------ INFORMATION SUPPLIED ------

PR #1632, opened 2017-08-24
SONARJAVA-2408 S4143 Map values should not be replaced unconditionally

saberduck:


java-checks/src/main/java/org/sonar/java/checks/OverwrittenKeyCheck.java
```diff
@@ -0,0 +1,173 @@
...
+import org.sonar.plugins.java.api.tree.ExpressionStatementTree;
+import org.sonar.plugins.java.api.tree.ExpressionTree;
+import org.sonar.plugins.java.api.tree.IdentifierTree;
+import org.sonar.plugins.java.api.tree.LiteralTree;
+import org.sonar.plugins.java.api.tree.MemberSelectExpressionTree;
+import org.sonar.plugins.java.api.tree.MethodInvocationTree;
+import org.sonar.plugins.java.api.tree.StatementTree;
+import org.sonar.plugins.java.api.tree.Tree;
+
+import javax.annotation.Nullable;
```
SonarTech: MINOR Remove this unused import 'javax.annotation.Nullable'. [rule](https://next.sonarqube.com/sonarqube/coding_rules#rule_key=squid%3AUselessImportCheck)

SonarTech:
* ![MINOR][MINOR] 1 minor

[MINOR]: https://sonarsource.github.io/sonar-github/severity-minor.png 'Severity: MINOR'

java-checks/src/main/java/org/sonar/java/checks/OverwrittenKeyCheck.java
```diff
@@ -0,0 +1,177 @@
...
+import java.util.Collections;
+import java.util.HashMap;
+import java.util.List;
+import java.util.Map;
+import java.util.Objects;
+
+@Rule(key = "S4143")
+public class OverwrittenKeyCheck extends IssuableSubscriptionVisitor {
+
+  private static final MethodMatcher MAP_PUT = MethodMatcher.create().typeDefinition("java.util.Map").name("put").parameters(TypeCriteria.anyType(), TypeCriteria.anyType());
```
m-g-sonar: TypeDefinition should be `TypeCriteria.subtypeOf("java.util.Map")`, or you are never going to catch stuff like:
```
  HashMap<Object, Object> map2;
  void foo() {
    map2.put(2, "foo");
    map2.put(2, "bar"); // Noncompliant
  }
```

java-checks/src/main/java/org/sonar/java/checks/OverwrittenKeyCheck.java
```diff
@@ -0,0 +1,177 @@
...
+    return Collections.singletonList(Tree.Kind.BLOCK);
+  }
+
+  @Override
+  public void visitNode(Tree tree) {
+    if (!hasSemantic()) {
+      return;
+    }
+
+    Map<CollectionAndKey, Tree> usedKeys = new HashMap<>();
```
m-g-sonar: It seems to me that you don't need a map here but you may use only a `set<CollectionAndKey>`. If there is an issue detected, you can use the trees from the new `CollectionAndKey` and the one already existing from the set.

java-checks/src/main/java/org/sonar/java/checks/OverwrittenKeyCheck.java
```diff
@@ -0,0 +1,177 @@
...
+        }
+      }
+    }
+    return null;
+  }
+
+  private void handleKey(Map<CollectionAndKey, Tree> keys, CollectionAndKey collectionAndKey) {
+    if (keys.containsKey(collectionAndKey)) {
+      Tree previousTree = keys.get(collectionAndKey);
+      String indexOrKey = collectionAndKey.keyTree.parent().is(Tree.Kind.ARRAY_DIMENSION) ? "index" : "key";
```
m-g-sonar: I would encode the type of the collection into the Object, and put a method there, or precompute it when creating the object.

java-checks/src/main/java/org/sonar/java/checks/OverwrittenKeyCheck.java
saberduck: As discussed, you are right that object in the Set would have the right tree, but there is no API to get the object which was inserted from the Set .

PR #1633, opened 2017-08-25
SONARJAVA-2432 expose equalToken in VariableTree API

m-g-sonar:


benzonico:
Adding this means that we should cleanup calls to implementation method with unecessary cast : see `DeadStoreCheck` and `DefaultJAvaFileScannerContextTest` and this will validate your implementation which lacks tests.

PR #1640, opened 2017-08-29
SONARJAVA-2416 rewrite rule to raise issue only on unread reassigned parameters

benzonico:


java-checks/src/main/java/org/sonar/java/checks/ParameterReassignedToCheck.java
```diff
@@ -43,60 +46,83 @@
...
   @Override
   public void visitMethod(MethodTree tree) {
+    BlockTree block = tree.block();
+    if(block == null) {
+      return;
+    }
+    CFG cfg = CFG.build(tree);
+    LiveVariables analyze = LiveVariables.analyze(cfg);
+    Set<Symbol> live = analyze.getIn(cfg.entry());
     for (VariableTree parameterTree : tree.parameters()) {
```
m-g-sonar: Why not rely on stream?
```
tree.parameters().stream()
  .map(VariableTree::symbol)
  .filter(symbol -> !live.contains(symbol))
  .forEach(variables::add)
```

java-checks/src/main/java/org/sonar/java/checks/ParameterReassignedToCheck.java
```diff
@@ -43,60 +46,83 @@
...
-      variables.add(parameterTree.symbol());
+      if(!live.contains(parameterTree.symbol())) {
+        variables.add(parameterTree.symbol());
+      }
     }
     super.visitMethod(tree);
     for (VariableTree parameterTree : tree.parameters()) {
```
m-g-sonar: same comment about usage of stream.

java-frontend/src/main/java/org/sonar/java/cfg/CFG.java
```diff
@@ -81,7 +81,13 @@
 
 public class CFG {
 
-  private final Symbol.MethodSymbol methodSymbol;
+  private final boolean ignoreBreakAndContinue;
+
+  public void setMethodSymbol(Symbol.MethodSymbol methodSymbol) {
```
m-g-sonar: Even if [S1213](https://next.sonarqube.com/sonarqube/coding_rules#rule_key=squid%3AS1213) is not enabled, I would prefer to have this setter a bit lower in the members declarations (at least after constructors).

m-g-sonar:
There is only indirect tests (tested from the rule) about how you made validation of `Break` and `Continue` statement in CFG optional. As any new feature, it needs proper testing in `CFGTest`, at least to show why it has been added.

java-checks/src/main/java/org/sonar/java/checks/ParameterReassignedToCheck.java
benzonico: I see no added value for stream here... neither from readability nor perf...

m-g-sonar: Okay, I was simply wondering about calling 4 times `parameterTree.symbol()`

PR #1641, opened 2017-08-29
SONARJAVA-2409 Raise issue for sync on new instance

benzonico:


java-checks/src/test/files/checks/SynchronizedFieldAssignmentCheck.java
```diff
@@ -109,4 +109,10 @@ void fun1(Object param) {
 
     }
   }
+
+  void fun2() {
+    synchronized (new Object()) { // Noncompliant
```
m-g-sonar: The message used here is different from the other ones and should be tested.

PR #2013, opened 2018-05-11
SONARJAVA-2744 S2226 should not raise issue for field annotated with @Resource

alban-auzeill:


java-checks/src/main/java/org/sonar/java/checks/ServletInstanceFieldCheck.java
```diff
@@ -73,7 +79,7 @@ public void visitNode(Tree tree) {
 
   private static boolean isExcluded(VariableTree variable) {
     SymbolMetadata varMetadata = variable.symbol().metadata();
-    return isStaticOrFinal(variable) || varMetadata.isAnnotatedWith("javax.inject.Inject") || varMetadata.isAnnotatedWith("javax.ejb.EJB");
+    return isStaticOrFinal(variable) || ANNOTATIONS_EXCLUDING_FIELDS.stream().anyMatch(varMetadata::isAnnotatedWith);
```
andrei-epure-sonarsource: j'adore ce concept!

PR #2017, opened 2018-05-14
SONARJAVA-2676 Rule S4426: Cryptographic keys should not be too short

stylianos-agapiou-sonarsource:


java-checks/src/test/files/checks/security/CryptographicKeySizeCheck.java
```diff
@@ -0,0 +1,130 @@
+import java.security.KeyPairGenerator;
+import java.security.NoSuchAlgorithmException;
+import java.security.SecureRandom;
+import javax.crypto.KeyGenerator;
+
+class A {
```
andrei-epure-sonarsource: nitpick: there's lots of tests here. I think that grouping the tests in 3 methods would increase readability 

- `public void nonCompliant()`
- `public void falseNegatives()`
- `public void compliant()`

Also, why do you need `class A` and `class B` ?

andrei-epure-sonarsource: for the false negatives, you can add a comment with the number of the ticket PY is working on (SONARJAVA-2491) and mention it can solve the problem

java-checks/src/main/java/org/sonar/java/checks/security/CryptographicKeySizeCheck.java
```diff
@@ -0,0 +1,135 @@
...
+      if (expr.is(Tree.Kind.IDENTIFIER)) {
+        isValidKeyGenSymbol = getInstanceInfo.keyGenMethodSymbol.equals(((IdentifierTree) expr).symbol());
+      } else if (expr.is(Tree.Kind.MEMBER_SELECT)) {
+        isValidKeyGenSymbol = getInstanceInfo.keyGenMethodSymbol.equals(((MemberSelectExpressionTree) expr).identifier().symbol());
+      }
+    }
+    return isValidKeyGenSymbol;
+  }
+
+  private static boolean isGetInstanceMethod(MethodInvocationTree mit) {
```
andrei-epure-sonarsource: it's not ideal to have side effects in methods, even if private.
This function basically does 2 things:

- checks if it's a get instance method of the known algorithms
- sets the global minKey size

Based on the [Single responsibility principle](https://en.wikipedia.org/wiki/Single_responsibility_principle), this method does two much.

I suggest that this method should just return the algorithm type and a pass that type to `checkAlgorithmParameterToReport`. Then the `checkAlgorithmParameterToReport` method can use a dictionary declared top-level that maps the algorithm type to the minKey size value. Doing this you can get rid of the global state inside `GetInstanceMethodInfo.minKeySizeValue`

java-checks/src/main/java/org/sonar/java/checks/security/CryptographicKeySizeCheck.java
```diff
@@ -0,0 +1,135 @@
...
+  private static Optional<String> checkAlgorithmParameterToReport(ExpressionTree argument) {
+    String reportString = null;
+    if (argument.is(Tree.Kind.INT_LITERAL) && (Integer.parseInt(((LiteralTree) argument).value()) < getInstanceInfo.minKeySizeValue)) {
+      reportString = "Use a key length of at least " + getInstanceInfo.minKeySizeValue + " bits.";
+    }
+    getInstanceInfo.nullifyAttributes();
+    return Optional.ofNullable(reportString);
+  }
+
+  private static void storeSymbolOfAssignedInstance(MethodInvocationTree mit) {
```
andrei-epure-sonarsource: Why not returning a `Symbol` and rename the method `extractSymbolOfAssignedInstance`? This way you can get rid of the global state inside the `GetInstanceMethodInfo.keyGenMethodSymbol`

java-checks/src/test/files/checks/security/CryptographicKeySizeCheck.java
stylianos-agapiou-sonarsource: In the test files we don't use names for variables, functions and classes that would provide information to a reader.
From the comments: ` Compliant ` and ` Noncompliant ` someone can easily understand which test cases are supposed to raise an issue or not.

andrei-epure-sonarsource: I know what the Noncompliant, FN and Compliant are for. What is hard for me is to understand the overall picture, what's the difference between each test, what each test does differently. There are 21 tests here. Are there 21 different situations that this rule is tested for? If yes, I cannot see clearly what these differences are.

java-checks/src/main/java/org/sonar/java/checks/security/CryptographicKeySizeCheck.java
stylianos-agapiou-sonarsource: I agree with the single responsibility principle and that a dictionary could show clearer the relationship between the algorithm and the key size.

But regarding the algorithm, when ` getInstance ` function is found, I need to store the name of the algorithm(here I store the minKeySize) and the `Symbol` of the variable that the ` KeyPairGenetaror ` / ` KeyGenerator ` is assigned to, because the issue is raised when an `init`/`initialize` function is invoked.
When, `init`/`initialize` is invoked I need to check if the `Symbol` of the variable that calls the function is the same as the one stored and then according to the algorithm that I have found from `geInstance` and the argument of `init`/`initialize` raise an issue or not.
IMO I prefer having the Object `GetInstanceMethodInfo`, than having variables defined globally.

java-checks/src/test/files/checks/security/CryptographicKeySizeCheck.java
```diff
@@ -0,0 +1,130 @@
...
+    keyG = KeyPairGenerator.getInstance("RSA");
+    keyG.initialize(64);  // Noncompliant {{Use a key length of at least 2048 bits.}}
+  }
+
+  public void foo6() throws NoSuchAlgorithmException {
+    keyG = KeyPairGenerator.getInstance("RSA");
+    keyG.initialize(2048);  // Compliant
+  }
+
+  public void foo7() {
```
andrei-epure-sonarsource: foo7 and foo8 refer to illegalArgument. This is where naming helps. It's hard for a tired dev to see the one-digit difference between 1024 and 1028 :). Could better use 999 or something like this to point out the idea of the test

java-checks/src/main/java/org/sonar/java/checks/security/CryptographicKeySizeCheck.java
```diff
@@ -0,0 +1,133 @@
...
+    if (GET_INSTANCE_METHOD.equals(mit.symbol().name())) {
+      ExpressionTree argument = mit.arguments().get(0);
+      if (argument.is(Tree.Kind.STRING_LITERAL)) {
+        String algorithm = LiteralUtils.trimQuotes(((LiteralTree) argument).value());
+        if (algorithmKeySizeMap.containsKey(algorithm)) {
+          storeAlgorithmKeySize(algorithm);
+          storeSymbolOfAssignedInstance(mit);
+        }
+      }
+    } else {
```
andrei-epure-sonarsource: nitpick: no need for 2 nested levels, can use  `} else if (isValidKeyGenSymbolOfInitializeMethod(mit)) {`

java-checks/src/main/java/org/sonar/java/checks/security/CryptographicKeySizeCheck.java
andrei-epure-sonarsource: as discussed offline, the rule needs the class-level state because must be invoked twice to find an issue: first for the getInstance() call, second for the initialization call

java-checks/src/test/files/checks/security/CryptographicKeySizeCheck.java
```diff
@@ -0,0 +1,124 @@
...
+
+  public void foo1() throws NoSuchAlgorithmException {
+    KeyGenerator keyGen = KeyGenerator.getInstance("Blowfish");
+    keyGen.init(64);  // Noncompliant [[sc=5;ec=20]] {{Use a key length of at least 128 bits.}}
+  }
+
+  public void foo2() throws NoSuchAlgorithmException {
+    KeyGenerator keyGen = KeyGenerator.getInstance("Blowfish");
+    int x = 64;
+    keyGen.init(x); // FN
```
andrei-epure-sonarsource: for the false negatives, you can add a comment with the number of the ticket PY is working on (SONARJAVA-2491) and mention it can solve the problem (if my understanding is correct)

java-checks/src/main/java/org/sonar/java/checks/security/CryptographicKeySizeCheck.java
```diff
@@ -0,0 +1,133 @@
...
+      if (isValidKeyGenSymbolOfInitializeMethod(mit)) {
+        checkAlgorithmParameterToReport(mit.arguments().get(0)).ifPresent(reportString -> reportIssue(mit, reportString));
+      }
+    }
+  }
+
+  private static boolean isValidKeyGenSymbolOfInitializeMethod(MethodInvocationTree mit) {
```
andrei-epure-sonarsource: I find the name a little confusing because `a.keyPairG.initialize(1024);` is called on a valid symbol from a Java perspective, but not from the rule perspective...

maybe `initializeIsCalledOnPreviouslyDefinedKeyGen` or `keyGenSymbolIsInClassScope` (or something without _valid_ in it)?

java-checks/src/test/files/checks/security/CryptographicKeySizeCheck.java
m-g-sonar: Good point. Will make it explicit when solved that this is expected. And if no issue is raised when fixing the ticket, may raise some questions as well.

stylianos-agapiou-sonarsource: Actually, SONARJAVA-2491 will enable us to read only the values of constant variables.
So, it will not solve the problem and I suspect that we need Symbolic Execution to fix the FNs of this rule.

m-g-sonar: Cool, so it's an excellent reason to add a comment to be very explicit on why we are not detecting it, even if the case is trivial. For instance "requires following variables values with SE-based engine".

java-checks/src/main/java/org/sonar/java/checks/security/CryptographicKeySizeCheck.java
```diff
@@ -0,0 +1,131 @@
...
+
+@Rule(key = "S4426")
+public class CryptographicKeySizeCheck extends AbstractMethodDetection {
+
+  private static final String KEY_PAIR_GENERATOR = "java.security.KeyPairGenerator";
+  private static final String KEY_GENERATOR = "javax.crypto.KeyGenerator";
+  private static final String GET_INSTANCE_METHOD = "getInstance";
+  private static final String STRING = "java.lang.String";
+
+  private static final GetInstanceMethodInfo getInstanceInfo = new GetInstanceMethodInfo();
```
pynicolas: This static field is modified. That makes the class thread hostile, which is not acceptable.

java-checks/src/main/java/org/sonar/java/checks/security/CryptographicKeySizeCheck.java
pynicolas: No, that doesn't require class-level state, it can be handled by instance-level state.

java-checks/src/main/java/org/sonar/java/checks/security/CryptographicKeySizeCheck.java
```diff
@@ -0,0 +1,121 @@
...
+import org.sonar.plugins.java.api.tree.LambdaExpressionTree;
+import org.sonar.plugins.java.api.tree.LiteralTree;
+import org.sonar.plugins.java.api.tree.MethodInvocationTree;
+import org.sonar.plugins.java.api.tree.NewClassTree;
+import org.sonar.plugins.java.api.tree.Tree;
+
+@Rule(key = "S4426")
+public class CryptographicKeySizeCheck extends IssuableSubscriptionVisitor {
+
+  private static final String KEY_PAIR_GENERATOR = "java.security.KeyPairGenerator";
```
andrei-epure-sonarsource: these constants should be inside the `MethodVisitor`

stylianos-agapiou-sonarsource: I am working on it still. I just uploaded some changes, but did not request for a review

java-checks/src/main/java/org/sonar/java/checks/security/CryptographicKeySizeCheck.java
```diff
@@ -0,0 +1,151 @@
...
+        if ("getInstance".equals(methodName)) {
+          if (arg.is(Tree.Kind.STRING_LITERAL)) {
+            extractSymbolOfAssignedInstance(tree).ifPresent(keyGenSymbol -> {
+              algorithm = LiteralUtils.trimQuotes(((LiteralTree) arg).value());
+              geInstanceKeyGenSymbol = keyGenSymbol;
+            });
+          }
+        } else if (isInitMethod(methodName) && initializeIsCalledOnPreviouslyDefinedKeyGen(tree)) {
+          Integer minKeySize = findMinimumKeySizeFromAlgorithm(algorithm);
+          if (minKeySize != -1) {
```
pynicolas: The approach requires that getInstance is called only once in a method. Otherwise, we get some false negatives: that can be fine but would deserve some test cases to highlight the limits of the approach.

java-checks/src/main/java/org/sonar/java/checks/security/CryptographicKeySizeCheck.java
```diff
@@ -0,0 +1,151 @@
...
+    }
+
+    private boolean initializeIsCalledOnPreviouslyDefinedKeyGen(MethodInvocationTree mit) {
+      boolean isValidKeyGenSymbol = false;
+      if (geInstanceKeyGenSymbol != null) {
+        ExpressionTree expr = ((MemberSelectExpressionTree) mit.methodSelect()).expression();
+        if (expr.is(Tree.Kind.IDENTIFIER)) {
+          isValidKeyGenSymbol = geInstanceKeyGenSymbol.equals(((IdentifierTree) expr).symbol());
+        } else if (expr.is(Tree.Kind.MEMBER_SELECT)) {
+          isValidKeyGenSymbol = geInstanceKeyGenSymbol.equals(((MemberSelectExpressionTree) expr).identifier().symbol());
```
pynicolas: This logic duplicates a part of the previous method: in both cases you to get a `Symbol` from an `ExpressionTree`.

java-checks/src/test/files/checks/security/CryptographicKeySizeCheck.java
```diff
@@ -0,0 +1,158 @@
...
+  }
+
+  public void foo10() throws NoSuchAlgorithmException {
+    KeyGenerator keyGen = KeyGenerator.getInstance("AES");
+    KeyGenerator keyGen2 = KeyGenerator.getInstance("Blowfish");
+    keyGen.init(64); // Compliant
+  }
+}
+
+class B {
```
pynicolas: What's the difference between class A and class B? Can we find better names? There are a lot of test cases, probably too many, and it's really hard to follow how each one is specific.

java-checks/src/test/files/checks/security/CryptographicKeySizeCheck.java
```diff
@@ -0,0 +1,158 @@
...
+  }
+
+  public void foo3() throws NoSuchAlgorithmException {
+    String algorithm = "Blowfish";
+    KeyGenerator keyGen = KeyGenerator.getInstance(algorithm);
+    keyGen.init(64); // FN requires following variable's values with SE-based engine
+    keyGen.getAlgorithm();
+  }
+
+  public void foo4() throws NoSuchAlgorithmException {
```
pynicolas: The names of the methods could be used to indicate what's unique to each test case: for example, this method could be named "key_assignment".

java-checks/src/test/files/checks/security/CryptographicKeySizeCheck.java
andrei-epure-sonarsource: one thing I have seen with other rules is splitting test cases in multiple files.
Here class B uses the inner variable declared in class A. Class B could be moved in a different file, with a smaller class A (that wouldn't contain test cases, but only the inner variable)

java-checks/src/main/java/org/sonar/java/checks/security/CryptographicKeySizeCheck.java
```diff
@@ -0,0 +1,115 @@
...
+    return (MethodTree) tree;
+  }
+
+  private static class MethodVisitor extends BaseTreeVisitor {
+
+    private String algorithm = null;
+    private String reportString = null;
+    private MethodInvocationTree treeToReport = null;
+
+    public MethodVisitor(ExpressionTree getInstanceArg) {
```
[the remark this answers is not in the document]
stylianos-agapiou-sonarsource: I don't think it should call `super()` explicitly.

java-checks/src/test/files/checks/security/CryptographicKeySizeCheck/RSA.java
```diff
@@ -0,0 +1,74 @@
+import java.security.KeyPairGenerator;
+import java.security.NoSuchAlgorithmException;
+import javax.crypto.KeyGenerator;
+
+class RSA {
```
pynicolas: I think that there are too many tests here which duplicate what's tested for Blowfish.

stylianos-agapiou-sonarsource: You are right no need to keep everything.
I just left a Compliant and a Noncompliant Case for RSA.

------

In the records above, locate the lines holding the word "same". Copy each of them.

m-g-sonar: same comment about usage of stream.
When, `init`/`initialize` is invoked I need to check if the `Symbol` of the variable that calls the function is the same as the one stored and then according to the algorithm that I have found from `geInstance` and the argument of `init`/`initialize` raise an issue or not.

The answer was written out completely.